Top of EXTRACTED RECORDS

PR #370, opened 2022-08-03
Remove .d.ts file extensions

nene:
As a follow-up to #355, where a question was raised about the benefits of using TypeScript type declaration files.

As no benefits where brought up, and there are known downsides to using them (like the increased likelyhood of imported file not being included to released version), I'm switching all files back to plain .ts extension.


inferrinizzard (approved):
approved, can we also rename regexTypes.ts to regex.types.ts

nene:
> can we also rename regexTypes.ts to regex.types.ts

Actually, I think regexTypes isn't really a best name for this file, as these types there don't necessarily describe regexes - that's more of an implementation detail. They really just define different kinds of identifiers, quotes, variables. That is, these are really just sub-types used by the TokenizerOptions type. I think a better approach would be to extract TokenizerOptions to separate `TokenOptions.ts` file and place all these types in there.

The other file `types.ts` has even worse name - it really doesn't tell anything about the purpose of these types there. Again, would be better to rename it to `FormatOptions.ts`, which is the main config option type that is exported from `types.ts`.

PR #371, opened 2022-08-03
Drop aliasAs config option

nene:
I started to refactor/rewrite our existing implementation, to only support aliasAs inside SELECT clauses, but came to the realization that there are so many cases where this option is broken, and it's not really sensible to attempt fixing all these issues with the current token-list-manipulation approach.

Really the better way is to perform this transformation after parsing.  But for now our AST doesn't contain enough information for this.

I should also note that this aliasAs implementation has gradually degraded, as it doesn't really have enough tests. For example:

- we splitted our identifiers to `IDENTIFIER` and `QUOTED_IDENTIFIER`, but failed to properly update aliasAs, so now it doesn't work with quoted identifiers.
- with the addition of support for `SELECT DISTINCT`, `SELECT ALL` and other combination, the part where we're detecting if we're inside SELECT clause no more works in all cases.

This PR is also a follow-up to the comment in #364


inferrinizzard (approved):
Agreed in that this would be much easier with a parser approach, will restore this feature later eventually

Issue #365, opened 2022-08-01
[FORMATTING] Comments move their lines after formatting


primeapple:
**Input data**
```sql
select
  name, -- student name
  age -- student age
from
  students
-- ending comment
/* another ending comment */
```

**Expected Output**

```sql
select
  name, -- student name
  age -- student age
from
  students
-- ending comment
/* another ending comment */
```

**Actual Output**

```sql
select
  name,
  -- student name
  age -- student age
from
  students -- ending comment
  /* another ending comment */
```

**Usage**

I made these using the default settings on https://sql-formatter-org.github.io/sql-formatter/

Bottom of EXTRACTED RECORDS

◆ WHAT IS BEING ASKED:
Reproduce precisely, and with no line left out, each line from the top of the entries through the line that carries "As a follow-up".

◆ FINISHED EXERCISE:
PR #370, opened 2022-08-03
Remove .d.ts file extensions

nene:
As a follow-up to #355, where a question was raised about the benefits of using TypeScript type declaration files.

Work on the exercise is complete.